• _Task_:
Would you write out, word for word, each line of the records below from the top through the one holding "twicki: This check in unnecessary, right?"?

• _Exercise material_:
┄┄┄┄┄┄┄┄┄┄┄┄┄┄┄┄┄┄┄┄

PR #66, opened 2018-03-29
fix tmptostencil function with fields are versioned

cosunae:
This is a fix of the temporary to stencil function pass for the following case, that was caused due to versioning of the fields 

```

stencil Test04 {
  storage a;
  storage b, c, d;
  var tmp_a, tmp_b;
  void Do() {
      tmp_a = a[i + 1] + b;
      tmp_b = c[j - 1] + d;
      c = tmp_a[i - 1] + b;
      d = tmp_b[j + 1] + a;
    }
  }
};
```

### DIFF
--- a/src/dawn/Optimizer/StencilInstantiation.cpp
+++ b/src/dawn/Optimizer/StencilInstantiation.cpp
@@ -630,20 +630,19 @@ void StencilInstantiation::setAccessIDNamePairOfGlobalVariable(int AccessID,
   GlobalVariableAccessIDSet_.insert(AccessID);
 }
 
-void StencilInstantiation::removeAccessID(int AccesssID) {
-  if(NameToAccessIDMap_.count(AccessIDToNameMap_[AccesssID]))
-    NameToAccessIDMap_.erase(AccessIDToNameMap_[AccesssID]);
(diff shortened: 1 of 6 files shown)


src/dawn/Optimizer/StencilInstantiation.cpp
```diff
@@ -630,20 +630,19 @@ void StencilInstantiation::setAccessIDNamePairOfGlobalVariable(int AccessID,
...
-        versions.end());
+void StencilInstantiation::removeAccessID(int AccessID) {
+  if(NameToAccessIDMap_.count(AccessIDToNameMap_[AccessID]))
+    NameToAccessIDMap_.erase(AccessIDToNameMap_[AccessID]);
+
+  AccessIDToNameMap_.erase(AccessID);
+  FieldAccessIDSet_.erase(AccessID);
+  TemporaryFieldAccessIDSet_.erase(AccessID);
+
+  if(variableVersions_.hasVariableMultipleVersions(AccessID)) {
```
twicki: This check in unnecessary, right?

cosunae: I think it is, because the getVertions is calling a map.at(key) which will throw if the key does not exist

PR #73, opened 2018-04-18
Fix in Codegen for temporaries spanning mulitple multistages

twicki:
## Technical Description

If temporaries span more than one  Multistage (or more than one stencil), they are initialized by the stencil-wrapper.  This fix determines the vertical extents that those temporaries must have. The functionality is similar to what was present for naive code generation.

In order to generalize this concept across naive and gridtools code-generation, I slightly adapted the naming convention in the naive code-generartion (going from `storage_t XXX_` to `storage_t m_XXX`. This was the convention used in the gridtools-codegen


twicki:
launch jenkins

src/dawn/CodeGen/CodeGen.cpp
```diff
@@ -8,6 +8,20 @@ size_t CodeGen::getVerticalTmpHaloSize(Stencil const& stencil) {
   return (tmpInterval != nullptr) ? std::max(tmpInterval->overEnd(), tmpInterval->belowBegin()) : 0;
 }
 
+size_t CodeGen::getVerticalTmpHaloSizeForMultipleStencils(
+    const std::vector<std::shared_ptr<Stencil>>& stencils) const {
+  std::shared_ptr<Interval> fullIntervals = stencils[0]->getEnclosingIntervalTemporaries();
+  for(auto stencil : stencils) {
+    auto tmpInterval = stencil->getEnclosingIntervalTemporaries();
+    if(tmpInterval != nullptr) {
+      fullIntervals->merge((*tmpInterval));
```
cosunae: If the first stenci has no temporaries, fullIntervals will be nullptr and this will segfault (on the second iteration)

src/dawn/CodeGen/CodeGen.cpp
```diff
@@ -8,6 +8,20 @@ size_t CodeGen::getVerticalTmpHaloSize(Stencil const& stencil) {
   return (tmpInterval != nullptr) ? std::max(tmpInterval->overEnd(), tmpInterval->belowBegin()) : 0;
 }
 
+size_t CodeGen::getVerticalTmpHaloSizeForMultipleStencils(
+    const std::vector<std::shared_ptr<Stencil>>& stencils) const {
+  std::shared_ptr<Interval> fullIntervals = stencils[0]->getEnclosingIntervalTemporaries();
```
cosunae: There are some issues, stencils can be an empty vector, and stencils[0] will segfault. 
I would suggest to replicate the same algorithm we have in the Stencil.cpp
But also I realized that we are abusing here shared_ptr, we just want to have an output that could have a non initialized state. I think we should use boost::optional, as I was doing in the PR #74 
But I would suggest you to fix this function as we do it in Stencil.cpp and later we refactor all the getEnclosingIntervalTemporaries using a boost::optional if you agree

Also would be good to unittest this

twicki:
launch jenkins

PR #74, opened 2018-04-18
Fix kcache interval

cosunae:
Technical Description
===================

the kcaches were code generated with the interval of the mss, but the interval of the kcache access might be different. Here we fix this


cosunae:
launch jenkins

cosunae:
launch jenkins

CMakeLists.txt
```diff
@@ -99,7 +99,7 @@ if(DAWN_DOCUMENTATION)
   set(doc_packages Python3 Sphinx LaTeX Doxygen)
 endif()
 
-foreach(package bash Protobuf ccache clang-format ${doc_packages})
+foreach(package bash Boost Protobuf ccache clang-format ${doc_packages})
```
twicki: we actively avoided boost in dawn so far. Do you think this was a bad decision or do you think this is necessary enough that we have to take the hit here?

I know that the non-empy checks are a little more verbose, but it seems to be worth it in my eyes. If we want to decrease verbosity, we can also create our own optional (similar to our own any)

src/dawn/CodeGen/GridTools/GTCodeGen.cpp
```diff
@@ -91,11 +99,6 @@ GTCodeGen::IntervalDefinitions::IntervalDefinitions(const Stencil& stencil)
     for(const Interval& interval : DoMethodIntervals)
       IntervalToNameMap.emplace(interval, Interval::makeCodeGenName(interval));
   }
-
-  // Make sure the intervals for the stencil functions exist
-  for(const auto& stencilFun : stencil.getStencilInstantiation().getStencilFunctionInstantiations())
-    IntervalToNameMap.emplace(stencilFun->getInterval(),
-                              Interval::makeCodeGenName(stencilFun->getInterval()));
```
twicki: why do we no longer need this?

src/dawn/CodeGen/GridTools/GTCodeGen.cpp
```diff
@@ -406,17 +409,21 @@ GTCodeGen::generateStencilInstantiation(const StencilInstantiation* stencilInsta
         ssMS << RangeToString(", ", "gridtools::define_caches(", "),")(
             multiStage.getCaches(),
             [&](const std::pair<int, Cache>& AccessIDCachePair) -> std::string {
+              auto const& cache = AccessIDCachePair.second;
+              DAWN_ASSERT(cache.getInterval().is_initialized() ||
```
twicki: can we assert? should we not just ignore it if it was already initialized?

src/dawn/CodeGen/GridTools/GTCodeGen.cpp
```diff
@@ -406,17 +409,21 @@ GTCodeGen::generateStencilInstantiation(const StencilInstantiation* stencilInsta
...
+                          cache.getCacheIOPolicy() == Cache::local);
+
+              if(cache.getInterval().is_initialized())
```
twicki: if we already assert on top, should we not just merge these asserts?

test/unit-test/dawn/Optimizer/TestsFromSIR/TestStage.cpp
```diff
@@ -0,0 +1,139 @@
...
+
+    DAWN_ASSERT_MSG((optimizer->getStencilInstantiationMap().count("compute_extent_test_stencil")),
+                    "compute_extent_test_stencil not found in sir");
+
+    return optimizer->getStencilInstantiationMap()["compute_extent_test_stencil"];
+  }
+};
+
+TEST_F(TestFieldAccessIntervals, test_field_access_interval_01) {
+  auto stencilInstantiation = loadTest("test_field_access_interval_01.sir");
```
twicki: where is this sir file?

cmake/AddBoost.cmake
```diff
@@ -0,0 +1,26 @@
+##===------------------------------------------------------------------------------*- CMake -*-===##
+##                         _       _       
+##                        | |     | |
+##                    __ _| |_ ___| | __ _ _ __   __ _ 
+##                   / _` | __/ __| |/ _` | '_ \ / _` |
+##                  | (_| | || (__| | (_| | | | | (_| |
+##                   \__, |\__\___|_|\__,_|_| |_|\__, | - GridTools Clang DSL
+##                    __/ |                       __/ |
```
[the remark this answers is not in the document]
cosunae: done

src/dawn/CodeGen/GridTools/GTCodeGen.cpp
cosunae: because it is done in line 82. It was very redundant, we were iterating over stencil function instantiations to insert into stencils and then again to insert into intervalToNameMap. Now we just insert into stencils, and from them we build the intervalToNameMap

src/dawn/CodeGen/GridTools/GTCodeGen.cpp
cosunae: If the cache is local, then we dont need any interval, since we dont synchronize with main memory. 
Otherwise we need an interval, that means that the boost::optional<> has to be initialized (i.e. not null)

src/dawn/CodeGen/GridTools/GTCodeGen.cpp
cosunae: the problem is  *(cache.getInterval) will seg fault if not initialized

test/unit-test/dawn/Optimizer/TestsFromSIR/TestStage.cpp
cosunae: It is in Optimizer/Passes.... 
I didnt create new sir files, but trying to resue the existing ones

CMakeLists.txt
twicki: Just to archive here:

We discussed this and came to the conclusion that we use header only libraries if they are fine in the current state (i.e a re-implementation does not gain us a significant advantage)

src/dawn/CodeGen/GridTools/GTCodeGen.cpp
twicki: ok

src/dawn/CodeGen/GridTools/GTCodeGen.cpp
twicki: but we already asserted if `cache.getInterval().is_initialized()`, so we can do:
```
DAWN_ASSERT(cache.getInterval().is_initialized() || cache.getCacheIOPolicy() == Cache::local);
DAWN_ASSERT(intervalDefinitions.IntervalToNameMap.count(*(cache.getInterval())));
```

src/dawn/CodeGen/GridTools/GTCodeGen.cpp
twicki: yeah, but if we find a local cache, we should not assert, we should just not anything, right?

test/unit-test/dawn/Optimizer/TestsFromSIR/TestStage.cpp
twicki: ah, ok

src/dawn/CodeGen/GridTools/GTCodeGen.cpp
cosunae: so say you have is_initialized() == False and cache.getCacheIOPolicy() == Cache::local

The first assert will pass, and second assert will seg fault. While you would like to pass

src/dawn/CodeGen/GridTools/GTCodeGen.cpp
cosunae: yes, that is why we assert if is_initialized or policy is local (line below)

PR #84, opened 2018-05-02
remove debug MSS split and add debug Stage Split

twicki:
## Technical Description

Since our current syntax allows for iterative stencils in the form of 
```
vertical_region(k_start+1, k_end){
  var a = computation();
  var b = a[k-1] * computation();
  a = a / b;
}
```
we are not able to split every statement into a separate multistage since in the second iteration of the k-loop at line two we rely on the third line of this loop to be executed on the first k-level.

Therefore the suggested debugging backend is not a valid option. We moved the splitting of each statement to the stage-level. This relies on the multistage-splitter to be a mandatory, working piece to generate legal code. The option of having a separate algorithm that checks how many cuts we can maximally do in a given multistage without making the code illegal is though after but not yet finalized

### DIFF
--- a/src/dawn/Optimizer/PassStageSplitter.cpp
+++ b/src/dawn/Optimizer/PassStageSplitter.cpp
@@ -28,100 +28,25 @@
 
 namespace dawn {
 
-PassStageSplitter::PassStageSplitter(StageSplittingStrategy strategy)
-    : Pass("PassStageSplitter"), strategy_(strategy) {
-  isDebug_ = true;
-}
+PassStageSplitter::PassStageSplitter() : Pass("PassStageSplitter") {}
 
-namespace {
-std::function<void(std::list<std::shared_ptr<Stage>>::iterator&, std::deque<int>&,
-                   std::deque<std::shared_ptr<DependencyGraphAccesses>>&,
-                   const std::shared_ptr<StencilInstantiation>&, const Options&, int, int,
-                   const std::string&, const std::string&, int&, std::shared_ptr<MultiStage>&)>
-setOptimizedLoopContent() {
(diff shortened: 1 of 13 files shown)


twicki:
launch pipeline

src/dawn/Optimizer/PassStageSplitter.cpp
```diff
@@ -110,6 +166,45 @@ bool PassStageSplitter::run(const std::shared_ptr<StencilInstantiation>& stencil
           stage.update();
           ++stageIt;
         }
+
+      };
+}
+} // anonymous namespace
+
+bool PassStageSplitter::run(const std::shared_ptr<StencilInstantiation>& stencilInstantiation) {
```
cosunae: as discussed, maybe we can have the debug thing only for the mss, since it will already serve the purpose

twicki:
launch pipeline

src/dawn/Optimizer/PassStageSplitter.cpp
```diff
@@ -28,7 +28,7 @@
 
 namespace dawn {
 
-PassStageSplitter::PassStageSplitter() : Pass("PassStageSplitter") {}
+PassStageSplitter::PassStageSplitter() : Pass("PassStageSplitter") { isDebug_ = true; }
```
cosunae: minor thing, but would be better to have a ctr initialization
```, isDebug_(true){}```
Also in PassMultiStageSplitter.cpp
or pass it to the Pass ctr `Pass("name", true)` and then it could be set `const bool`

twicki: ctr does not work as it is a protected member of the base-class.

We can go the second route if you think it is prettier

twicki: done

twicki:
launch pipeline

PR #85, opened 2018-05-07
Addition of Field-Dimensions

twicki:
(this goes with a PR in [GTClang](https://github.com/MeteoSwiss-APN/gtclang/pull/69))

## Technical Description

This allows the user to specify the dimensionality of fields that are passed as input. Allowed inputs are:
```
storage
storage_i
storage_j
storage_k
storage_ij
storage_ik
storage_jk
storage_ijk
```
where the first and the last are the same

With this feature we gain two things:

* More error-checks are possible.
Currently you can pass a `storage_j_t` to the stencil and call it with i and k offsets. This can be prevented now if the user specifies the dimensionality of storages used.
* In the near future, there will be a Gridtools update that prohibits the notype-stencils that we currenly use.
In order for our setup to work, we need type information at the time of code-generation.

### DIFF
--- a/src/dawn/SIR/SIR.h
+++ b/src/dawn/SIR/SIR.h
@@ -159,9 +159,10 @@ struct StencilFunctionArg {
 /// @ingroup sir
 struct Field : public StencilFunctionArg {
   Field(const std::string& name, SourceLocation loc = SourceLocation())
-      : StencilFunctionArg{name, AK_Field, loc}, IsTemporary(false) {}
+      : StencilFunctionArg{name, AK_Field, loc}, IsTemporary(false), fieldDimensions({{0, 0, 0}}) {}
 
   bool IsTemporary;
+  Array3i fieldDimensions;
 
   static bool classof(const StencilFunctionArg* arg) { return arg->Kind == AK_Field; }
   bool operator==(const Field& rhs) const { return comparison(rhs); }
--- a/src/dawn/SIR/SIRSerializer.cpp
+++ b/src/dawn/SIR/SIRSerializer.cpp
@@ -129,6 +129,9 @@ static void setInterval(sir::proto::Interval* intervalProto, const sir::Interval
 static void setField(sir::proto::Field* fieldProto, const sir::Field* field) {
   fieldProto->set_name(field->Name);
   fieldProto->set_is_temporary(field->IsTemporary);
+  for(const auto& initializedDimension : field->fieldDimensions){
+    fieldProto->add_field_dimensions(initializedDimension);
+  }
   setLocation(fieldProto->mutable_loc(), field->Loc);
 }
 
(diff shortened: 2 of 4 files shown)


src/dawn/SIR/SIR.h
```diff
@@ -159,9 +159,10 @@ struct StencilFunctionArg {
 /// @ingroup sir
 struct Field : public StencilFunctionArg {
   Field(const std::string& name, SourceLocation loc = SourceLocation())
-      : StencilFunctionArg{name, AK_Field, loc}, IsTemporary(false) {}
+      : StencilFunctionArg{name, AK_Field, loc}, IsTemporary(false), fieldDimensions({{0, 0, 0}}) {}
```
cosunae: just `fieldDimensions{0,0,0} ` ?

twicki: we are actually using the double brackets pretty consistently for ArrayXi in out codes, examples [here](https://github.com/MeteoSwiss-APN/dawn/blob/26392782936f260876cf95b10e870a9df30a6459/src/dawn/Optimizer/AccessComputation.cpp#L150) or [here](https://github.com/MeteoSwiss-APN/dawn/blob/26392782936f260876cf95b10e870a9df30a6459/src/dawn/SIR/SIRSerializer.cpp#L763) amongst many others. 
I stuck to that style.
If you don't see a reason to do so, we can consider changing to single-bracket style?

cosunae: I was not aware of that, but what is the C++ reason behind that? 
Also here we are using triple brackets `({{`

src/dawn/SIR/SIRSerializer.cpp
```diff
@@ -597,6 +600,17 @@ static SourceLocation makeLocation(const T& proto) {
...
   field->IsTemporary = fieldProto.is_temporary();
+  if(!fieldProto.field_dimensions().empty()) {
+      auto throwException = [&fieldProto](const char* member) {
+        throw std::runtime_error(format("Field::%s (loc %s) exceeds 3 dimensions", member,
+                                        makeLocation(fieldProto)));
+      };
+    if(fieldProto.field_dimensions().size() > 3)
+      throwException("field_dimensions");
+
+    for(int i = 0; i < fieldProto.field_dimensions().size(); ++i)
```
cosunae: can we use a std::copy

src/dawn/SIR/SIR.h
twicki: the round brackets are from the initializer-list, but the Array-Ctor has the 2 as anywhere else.

It is because c++11 does not let you write  `std::array<int, 3> foo{1,2,3}` but you are required to write `std::array<int, 3> foo{{1,2,3}}` whereas you are allowed to write `std::array<int, 3> foo = {1,2,3}`.
I think that  to keep the look of it more consistent, we went with with double-brackets everywhere

src/dawn/SIR/SIRSerializer.cpp
twicki: sure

┄┄┄┄┄┄┄┄┄┄┄┄┄┄┄┄┄┄┄┄

• _Exercise answer_:
PR #66, opened 2018-03-29
fix tmptostencil function with fields are versioned

cosunae:
This is a fix of the temporary to stencil function pass for the following case, that was caused due to versioning of the fields 

```

stencil Test04 {
  storage a;
  storage b, c, d;
  var tmp_a, tmp_b;
  void Do() {
      tmp_a = a[i + 1] + b;
      tmp_b = c[j - 1] + d;
      c = tmp_a[i - 1] + b;
      d = tmp_b[j + 1] + a;
    }
  }
};
```

### DIFF
--- a/src/dawn/Optimizer/StencilInstantiation.cpp
+++ b/src/dawn/Optimizer/StencilInstantiation.cpp
@@ -630,20 +630,19 @@ void StencilInstantiation::setAccessIDNamePairOfGlobalVariable(int AccessID,
   GlobalVariableAccessIDSet_.insert(AccessID);
 }
 
-void StencilInstantiation::removeAccessID(int AccesssID) {
-  if(NameToAccessIDMap_.count(AccessIDToNameMap_[AccesssID]))
-    NameToAccessIDMap_.erase(AccessIDToNameMap_[AccesssID]);
(diff shortened: 1 of 6 files shown)


src/dawn/Optimizer/StencilInstantiation.cpp
```diff
@@ -630,20 +630,19 @@ void StencilInstantiation::setAccessIDNamePairOfGlobalVariable(int AccessID,
...
-        versions.end());
+void StencilInstantiation::removeAccessID(int AccessID) {
+  if(NameToAccessIDMap_.count(AccessIDToNameMap_[AccessID]))
+    NameToAccessIDMap_.erase(AccessIDToNameMap_[AccessID]);
+
+  AccessIDToNameMap_.erase(AccessID);
+  FieldAccessIDSet_.erase(AccessID);
+  TemporaryFieldAccessIDSet_.erase(AccessID);
+
+  if(variableVersions_.hasVariableMultipleVersions(AccessID)) {
```
twicki: This check in unnecessary, right?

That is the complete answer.